■ TASK TO CARRY OUT
An exact copy of the listing is required.
::::
Issue #922, opened 2021-02-08
Test for logging names


joaander:
## Description

Each operation should have tests that 
1. Add it to a `Logger`
2. Check that the namespace is generated properly

## Motivation and context

On https://github.com/glotzerlab/hoomd-examples/pull/19 I found that the LJ pair energy quantity changed names. Unit tests in hoomd would detect regressions such as these.

PR #924, opened 2021-02-09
::::
■ EXERCISE OUTPUT
Issue #922, opened 2021-02-08
Test for logging names


joaander:
## Description

Each operation should have tests that 
1. Add it to a `Logger`
2. Check that the namespace is generated properly

## Motivation and context

On https://github.com/glotzerlab/hoomd-examples/pull/19 I found that the LJ pair energy quantity changed names. Unit tests in hoomd would detect regressions such as these.

PR #924, opened 2021-02-09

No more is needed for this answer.